Three-dimensional textile preforms are fully integrated continuous-fiber assemblies with multi-axial in-plane and out-of-plane fiber orientations (Chou, McCullough and Pipes 1986; Ko 1989a). Composites reinforced with three-dimensional preforms exhibit several distinct advantages which are not realized in traditional laminates. First, because of the out-of-plane orientation of some fibers, three-dimensional preforms provide enhanced stiffness and strength in the thickness direction. Second, the fully integrated nature of fiber arrangement in three-dimensional preforms eliminates the inter-laminar surfaces characteristic of laminated composites. The superior damage tolerance of three-dimensional textile composites based upon polymer, metal and ceramic matrices has been demonstrated in impact and fracture resistance.

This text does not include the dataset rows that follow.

PR #1480, opened 2018-04-08
Resteasy 1863: SseEventSourceImpl should not close Client instance

NicoNes:
Issue description: https://issues.jboss.org/browse/RESTEASY-1863

Hi @jimma 

I supposed that you will be interested in this Sse PR.

### DIFF
--- a/resteasy-client/src/main/java/org/jboss/resteasy/plugins/providers/sse/client/SseEventSourceImpl.java
+++ b/resteasy-client/src/main/java/org/jboss/resteasy/plugins/providers/sse/client/SseEventSourceImpl.java
@@ -13,15 +13,19 @@ import java.util.concurrent.atomic.AtomicInteger;
 import java.util.concurrent.atomic.AtomicReference;
 import java.util.function.Consumer;
 
+import javax.ws.rs.ProcessingException;
 import javax.ws.rs.ServiceUnavailableException;
 import javax.ws.rs.client.Invocation;
 import javax.ws.rs.client.WebTarget;
 import javax.ws.rs.core.MediaType;
+import javax.ws.rs.core.Response;
+import javax.ws.rs.core.Response.Status.Family;
 import javax.ws.rs.sse.InboundSseEvent;
 import javax.ws.rs.sse.SseEventSource;
 
 import org.apache.http.HttpHeaders;
 import org.jboss.resteasy.client.jaxrs.ResteasyWebTarget;
+import org.jboss.resteasy.client.jaxrs.internal.ClientInvocation;
 import org.jboss.resteasy.plugins.providers.sse.SseConstants;
 import org.jboss.resteasy.plugins.providers.sse.SseEventInputImpl;
 import org.jboss.resteasy.resteasy_jaxrs.i18n.Messages;
@@ -41,7 +45,7 @@ public class SseEventSourceImpl implements SseEventSource
    private final ScheduledExecutorService executor;
 
    private enum State {
-      PENDING, OPEN, CLOSED
+      PENDING, CONNECTING, OPEN, CLOSED
    }
 
    private final AtomicReference<State> state = new AtomicReference<>(State.PENDING);
@@ -51,14 +55,16 @@ public class SseEventSourceImpl implements SseEventSource
    private final List<Consumer<Throwable>> onErrorConsumers = new CopyOnWriteArrayList<>();
 
    private final List<Runnable> onCompleteConsumers = new CopyOnWriteArrayList<>();
+   
+   // No need to be volatile since visibility is guarantees by the fact that it will always be set before setting 
+   // AtomicReference state to 'OPEN' and read only if AtomicReference state is set to 'OPEN'.
+   private Response response;
 
    protected static class SourceBuilder extends Builder
    {
       private WebTarget target = null;
 
       private long reconnect = RECONNECT_DEFAULT;
-
-      private String name = null;
 
       private boolean disableKeepAlive = false;
 
@@ -67,15 +73,9 @@ public class SseEventSourceImpl implements SseEventSource
          //NOOP
       }
 
-      public Builder named(String name)
-      {
-         this.name = name;
-         return this;
-      }
-
       public SseEventSource build()
       {
-         return new SseEventSourceImpl(target, name, reconnect, disableKeepAlive, false);
+         return new SseEventSourceImpl(target, reconnect, disableKeepAlive, false);
       }
 
       @Override
@@ -104,10 +104,10 @@ public class SseEventSourceImpl implements SseEventSource
 
    public SseEventSourceImpl(final WebTarget target, final boolean open)
    {
-      this(target, null, RECONNECT_DEFAULT, false, open);
+      this(target, RECONNECT_DEFAULT, false, open);
    }
 
-   private SseEventSourceImpl(final WebTarget target, String name, long reconnectDelay, final boolean disableKeepAlive,
+   private SseEventSourceImpl(final WebTarget target, long reconnectDelay, final boolean disableKeepAlive,
          final boolean open)
    {
       if (target == null)
@@ -118,10 +118,6 @@ public class SseEventSourceImpl implements SseEventSource
       this.reconnectDelay = reconnectDelay;
       this.disableKeepAlive = disableKeepAlive;
 
-      if (name == null)
-      {
-         name = String.format("sse-event-source(%s)", target.getUri());
-      }
       ScheduledExecutorService scheduledExecutor = null;
       if (target instanceof ResteasyWebTarget)
       {
@@ -168,7 +164,7 @@ public class SseEventSourceImpl implements SseEventSource
 
    public void open(String lastEventId)
    {
-      if (!state.compareAndSet(State.PENDING, State.OPEN))
+      if (!state.compareAndSet(State.PENDING, State.CONNECTING))
       {
          throw new IllegalStateException(Messages.MESSAGES.eventSourceIsNotReadyForOpen());
       }
@@ -180,7 +176,8 @@ public class SseEventSourceImpl implements SseEventSource
    @Override
    public boolean isOpen()
    {
-      return state.get() == State.OPEN;
+      State currentState = state.get();
+      return currentState == State.OPEN  || currentState == State.CONNECTING;
    }
 
    @Override
@@ -237,11 +234,21 @@ public class SseEventSourceImpl implements SseEventSource
    @Override
    public boolean close(final long timeout, final TimeUnit unit)
    {
-      if (state.getAndSet(State.CLOSED) != State.CLOSED)
+      State currentState = state.getAndSet(State.CLOSED);
+      if (currentState != State.CLOSED)
       {
-         ResteasyWebTarget resteasyWebTarget = (ResteasyWebTarget) target;
-         //close httpEngine to close connection
-         resteasyWebTarget.getResteasyClient().httpEngine().close();
+         if(currentState == State.OPEN)
+         {
+            try
+            {
+               //close response to close connection
+               //If already close it's fine since multiple invocation of close has no further effect.
+               response.close();
+            }
+            catch (ProcessingException e)
+            {
+            }
+         }
          executor.shutdownNow();
 
          onCompleteConsumers.forEach(Runnable::run);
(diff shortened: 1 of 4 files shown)


resteasy-client/src/main/java/org/jboss/resteasy/plugins/providers/sse/client/SseEventSourceImpl.java
```diff
@@ -406,30 +459,67 @@ private void onEvent(final InboundSseEvent event)
...
+         // for really long...
+         // One solution provided by Apache HTTPClient to do so is
+         // invoking CloseableHttpResponse.close() instead. But it will
+         // not try to do best effort like JAVA HttpUrlConnection, it
+         // will discard the connection even if the whole response
+         // content can be read.
+         // http://hc.apache.org/httpcomponents-client-4.4.x/tutorial/html/fundamentals.html#d5e145
+         // https://docs.oracle.com/javase/8/docs/technotes/guides/net/http-keepalive.html
+         request.header(HttpHeaders.CONNECTION, "close");
          return request;
```
jimma: @NicoNes  I still don't understand why it has to disable keep alive. How can we enable it ?

resteasy-client/src/main/java/org/jboss/resteasy/plugins/providers/sse/client/SseEventSourceImpl.java
```diff
@@ -51,31 +53,25 @@
    private final List<Consumer<Throwable>> onErrorConsumers = new CopyOnWriteArrayList<>();
 
    private final List<Runnable> onCompleteConsumers = new CopyOnWriteArrayList<>();
+   
+   // No need to be volatile since visibility is guarantees by the fact that it will always be set before setting 
+   // AtomicReference state to 'OPEN' and read only if AtomicReference state is set to 'OPEN'.
```
jimma: Is this for AtomicReference<State> ?

resteasy-client/src/main/java/org/jboss/resteasy/plugins/providers/sse/client/SseEventSourceImpl.java
NicoNes: Hi @jimma 

To be simple, without disabling keep alive, calling `response.close()` in `close()` method will block until the connection is closed on remote side.

That's what I'm testing in `SseEventSourceTest.testCloseSseEventSource()`.
If you take a look at the remote side, the connection is never closed in `SseSmokeResource.sentEventAndStayOpen()`. On the client side if keep alive was enabled `sseEventSource.close()` invoked by the try with resource will block indefinitely waiting for the remote side to close the connection.

The reason of such behavior can be found in `org.apache.http.impl.io.ChunkedInputStream` documentation:

>  Note that this class NEVER closes the underlying stream, even when close
 gets called.  Instead, it will read until the "end" of its chunking on
 close, which allows for the seamless execution of subsequent HTTP 1.1
 requests, while not requiring the client to remember to read the entire
 contents of the response.

And looking at the `org.apache.http.impl.io.ChunkedInputStream#close()` method we can see the blocking loop:

```
    @Override
    public void close() throws IOException {
        if (!closed) {
            try {
                if (!eof && state != CHUNK_INVALID) {
                    // read and discard the remainder of the message
                    final byte buff[] = new byte[BUFFER_SIZE];
        => blocking loop           while (read(buff) >= 0) {
                    }
                }
            } finally {
                eof = true;
                closed = true;
            }
        }
    }
```

So disabling keep alive allows to close response rigth away without blocking. Since the connection is not a persistent one and will not be reused, Apache HttpClient will not try to read the whole response content and will not block (that what I was trying to explain in the big comment sorry if it was not clear).

NicoNes:
This comment is just to say that I voluntarily  did not make `response` field volatile.
Its visibility in `close(...)` method will be ensured by the happen before relationship established by the `AtomicReference state` field.

In other words, if state == Open is true in close method, then thanks to happen before transitivity, reading of `response` field will read the most up to date version of that field.

This is ensured by the fact that we always write to `response` field before setting `state` field
to OPEN:

```
      @Override
      public void run()
      {
           ...
            // response must be set before switching to OPEN state to ensure that it will be visible
            // in close method.
            response = localResponse;
            // Let's switch state from CONNECTING to OPEN if possible and process event stream.
            if (state.compareAndSet(State.CONNECTING, State.OPEN))
           ...
        }
```

So in close method If I can see that `AtomicReference state` is OPEN I will also see any writes that happen prior to setting `AtomicReference state` to OPEN.

resteasy-client/src/main/java/org/jboss/resteasy/plugins/providers/sse/client/SseEventSourceImpl.java
NicoNes: This comment is just to say that I voluntarily  did not make `response` field volatile.
Its visibility in `close(...)` method will be ensured by the happen before relationship established by the `AtomicReference state` field.

In other words, if state == Open is true in close method, then thanks to happen before transitivity, reading of `response` field will read the most up to date version of that field.

This is ensured by the fact that we always write to `response` field before setting `state` field
to OPEN:

```
      @Override
      public void run()
      {
           ...
            // response must be set before switching to OPEN state to ensure that it will be visible
            // in close method.
            response = localResponse;
            // Let's switch state from CONNECTING to OPEN if possible and process event stream.
            if (state.compareAndSet(State.CONNECTING, State.OPEN))
           ...
        }
```

So in close method If I can see that `AtomicReference state` is OPEN I will also see any writes that happen prior to setting `AtomicReference state` to OPEN.

NicoNes:
Hi @kanovotn 

Your understanding is correct and I will also add:

- That this PR allows user to reuse the Client instance he provided to the SseEventSource (through WebTarget instance) **even after SseEventSource.close() has been invoked**.

Your concern about poor SSE connection performance VS regular rest request is also right.
Since the SSE connection is not persistent it will not be pooled nor reused so each invocation of `SseEventSource.open()` will create a new TCP connection.
So yes for sure there will be a performance gap. But contrary to standard rest request do we care that much if each SSE connection establishment is a bit slower ?
I explain myself:
For both SSE request and standard rest request we want the TCP connection creation time to be as short as possible so that it is negligible compared to the overall request time.
For standard rest request since keep-alive and pooling are enabled following ratio will tend toward 0: `TCP connection creation time/ overall request time`
For SSE request since SSE is a long lasting communication, TCP connection creation time will also be negligible compared to the overall request time and the same ratio will also tend toward 0.
WDYT ?

In addition to that, your comment spotted an issue with what I did.

Suppose that the user creates a single Client instance bounded to 2 pooled connection max for his whole application.
Then the user perform requests that fill the pool with 2 keep alived connections.
Then he creates a `SseEventSouce` and `open()` it. One of the two connections from the pool will be taken and used (no TCP connection creation in this case).
Then the user invoke `SseEventSouce.close()`  the connection will be closed, discarded and not added back to the pool.
Then if the user repeat the previous two last steps onemore time, the pool will be empty and the next standard rest request will pay the cost of creating the TCP connection since no connection is available in the pool.

So in order to avoid SSE operation to affect standard rest request performance I should create a dedicated RestEasy Client singleton instead of using the one provided by the user.
WDYT ?

jimma:
@NicoNes  I think this isn't a good idea that EventSource forces to disable keep-alive, especially when the connection is closed by server side.  Did you try close the http client's CloseableResponse ? Can it help ? 
Do you know is this some bug in apache http client and any reason that user can't force to release the connection ?

kanovotn:
>  For SSE request since SSE is a long lasting communication, TCP connection creation time will also be negligible compared to the overall request time and the same ratio will also tend toward 0.
WDYT ?

I think you are right, that SSE connections make more sense to be long lasting. But still disabling keep-alive seems to me something we rather shouldn't do.
Do you know how the other implementations - Jersey or CXF handle reusable client do they need to disable keep-alive?

> So in order to avoid SSE operation to affect standard rest request performance I should create a dedicated RestEasy Client singleton instead of using the one provided by the user.

For the special singleton client, well from all examples I was looking so far, user could use it's own instance of the client. What about client instances with some custom configuration, or custom HttpClient.
(http://docs.jboss.org/resteasy/docs/3.5.0.Final/userguide/html_single/index.html#transport_layer)

NicoNes:
Hi @jimma ,

Unfortunately, closing the http client's CloseableResponse will have the same effect: it will discard the connection and it will not be back into the pool. (http://hc.apache.org/httpcomponents-client-4.4.x/tutorial/html/fundamentals.html#d5e145)
As far as I know this is not a bug in Apache HTTP client and according to the doc it seems that this behavior is normal for them.
As I was saying in my code comment, JAVA HttpUrlConnection allows us to invoke inputStream.close() in a non blocking fashion. It will try to read the whole content in hurry mode without blocking. If it succeeds the connection will be reused else it will be discarded. (https://docs.oracle.com/javase/8/docs/technotes/guides/net/http-keepalive.html). So maybe one good option  will be to use `org.jboss.resteasy.client.jaxrs.engines.URLConnectionEngine` to take advantage of HttpUrlConnection behavior. WDYT ?

NicoNes:
Hi @kanovotn,

I don't know how other impementions do for SSE, if they use persistent connection or not. 
However by defaut Jersey does not use Apache Http client, it comes with an extra connector module and it seems that they are facing problems too.
They fixed (https://github.com/jersey/jersey/issues/3124) the blocking `response.close()` by closing the Apache CloseableResponse we were talking about with @jimma. But with this fix, connections are now discarded and not added back to the pool => https://github.com/jersey/jersey/issues/3358.
This issue seems to be open for a while now and for now I don't think there is any solution to fix it.

So as explained in the first comment of https://github.com/jersey/jersey/issues/3358:

> Currently it's better to just use Sun's sun.net.www.protocol.http.HttpURLConnection in the JDK which actually keeps the connections alive and reuses sockets.

Maybe one good solution will be to use `org.jboss.resteasy.client.jaxrs.engines.URLConnectionEngine` in our SSE impl instead of the apache engine in order to take advantage of JDK behavior to be able to perform non blocking close() and reuse connections.

In `org.jboss.resteasy.client.jaxrs.internal.ClientInvocation#invoke()`  following line: 

` if (response == null) response = client.httpEngine().invoke(this);`

Could be changed by something like:

```
if(this.headers.getAcceptableMediaTypes().contains(javax.ws.rs.core.MediaType.SERVER_SENT_EVENTS_TYPE))
{
 clientHttpEngine= new  URLConnectionEngine();
}
else
{
 clientHttpEngine=client.httpEngine();
}
if (response == null) response = clientHttpEngine.invoke(this);
```
WDYT ?

NicoNes:
Forget my last proposal about changing things in `org.jboss.resteasy.client.jaxrs.internal.ClientInvocation#invoke()`. This is definitively not the good place to make this change.
To my opinion the change should be made in `ApacheHttpClient4Engine` since it is a specific treatment for Apache Http Client. And the `URLConnectionEngine` will have to share the same connection settings as the `ApacheHttpClient4Engine` itself.
Let me know if it seems reasonnable to you and will try to make you a proposal if OK.

jimma:
@NicoNes @kanovotn  Just let you know, I am trying to talk with http client team to understand this issue more. So for I am told this isn't an issue:  if there is no terminating chunk and this connection is released and reused,  it's possible the dirty message from previous exchange will be get in the following http message exchange.

jimma:
@NicoNes  Nice finding.  The "hurried" state is what apache http client ChunkedInputStream doesn't have .It looks this finally goes into close the underlying connection too : http://grepcode.com/file/repository.grepcode.com/java/root/jdk/openjdk/8u40-b25/sun/net/www/http/HttpClient.java#HttpClient.closeServer%28%29 , right ? 
From the answer from apache http client team, the not expensive way to handle this is close the underlying http response.

NicoNes:
Hey @jimma,

Yes, if the response stream can't be fully consumed in hurry mode without blocking the underlying connection is closed and not reused.

> From the answer from apache http client team, the not expensive way to handle this is close the underlying http response.

They mean closing the  http client's CloseableResponse, right ?

jimma:
> They mean closing the http client's CloseableResponse, right ?

@NicoNes, yes.  This will discard the connection immediately. 
I  wrote some thing to initially implement/test this: https://github.com/resteasy/Resteasy/pull/1492
Can you please review ?

NicoNes:
@jimma  yes sure.

NicoNes:
So @jimma I suppose that I close this PR. right ?

Thanks

jimma:
@NicoNes  yes. please.

PR #1482, opened 2018-04-10
RESTEASY-1842

liweinan:
https://issues.jboss.org/browse/RESTEASY-1842

Create document to show how to inject JSON format data into @MultipartForm parameter correctly

### DIFF
--- a/docbook/reference/en/en-US/modules/Multipart.xml
+++ b/docbook/reference/en/en-US/modules/Multipart.xml
@@ -443,7 +443,7 @@ public interface CustomerPortal {
     @Path("issues/{id}")
     @Consumes("multipart/form-data")
     @PUT
-    public void putProblem(@MultipartForm CustomerProblemForm, 
+    public void putProblem(@MultipartForm CustomerProblemForm,
                            @PathParam("id") int id);
 }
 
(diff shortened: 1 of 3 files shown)


docbook/reference/en/en-US/modules/Multipart.xml
```diff
@@ -472,6 +472,120 @@ public class CustomerPortalServer {
...
 }
 </programlisting>
+       <para>In addition to the XML data format, you can also use JSON formatted data to represent your POJO classes.
+           To achieve this goal, you need to plug in a JSON provider into your project. For example,
+           you can add RESTEasy Jackson2 Provider into your project's dependency scope:
+       </para>
+<programlisting><![CDATA[
+<dependency>
+    <groupId>org.jboss.resteasy</groupId>
+    <artifactId>resteasy-jackson-provider</artifactId>
```
asoldano: This is the Jackson, not Jackson2 provider that is mentioned above. So I guess you should have resteasy-jackson2-provider instead.

liweinan: I have fixed this typo. Thanks for checking!

PR #1483, opened 2018-04-10
[RESTEASY-1844] Move to jettison 1.4.0 and jboss-marshalling-osgi 2.0…

asoldano:
….5.Final (due to JBMAR-216)

### DIFF
--- a/pom.xml
+++ b/pom.xml
@@ -33,7 +33,7 @@
         <surefire.system.args>${modular.jdk.args} ${modular.jdk.props}</surefire.system.args>
         <!-- Plugins versions -->
         <version.org.jacoco.plugin>0.7.9</version.org.jacoco.plugin>
-        <version.surefire.plugin>2.18.1</version.surefire.plugin>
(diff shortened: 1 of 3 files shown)


asoldano:
@kanovotn , @rsvoboda , maybe you want to have a look here. Notice I had to add an explicit dependency version for org.jboss.marshalling:jboss-marshalling-osgi in resteasy-cache/resteasy-cache-core/pom.xml. I was expecting the change in the resteasy-dependency-bom to be enough for controlling that transitive dependency of infinispan, but it seems that both infinispan and jboss-marshalling-osgi versions are not kept from the dependencyManagement block in the resteasy-dependencies-bom, at least here. Would you like to double check / have comments on this?
In any case, with the changes here, I can build / test resteasy-master with JDK 10.

kanovotn:
@asoldano When I use the jboss-marshalling-osgi version only in the resteasy-dependency-bom, the 
`mvn clean install dependency:tree`
shows:
`[INFO] +- org.jboss.marshalling:jboss-marshalling-osgi:jar:2.0.5.Final:provided`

Third, the technology of textile preforming provides the unique opportunity of near-net-shape design and manufacturing of composite components and, hence, minimizes the need for cutting and joining the parts. The potential of reducing manufacturing costs for special applications is high. The overall challenges and opportunities in three-dimensional textile structural composites are very fascinating.

Three-dimensional textile preforms can be categorized according to their manufacturing techniques. These include braiding, weaving, knitting and stitching, as shown in Fig. 7.1.

There are three basic braiding techniques for forming three-dimensional preforms, namely 2-step, 4-step and solid braidings. In the case of 2-step braiding, the axial yarns are stationary and the braider yarns move among the axials. Thus, the axial yarns are responsible for the high stiffness and strength in the longitudinal direction and relatively low Poisson contraction. A high degree of flexibility in manufacturing can be achieved in 2-step braiding by varying the material and geometric parameters of the axial and braider yarns.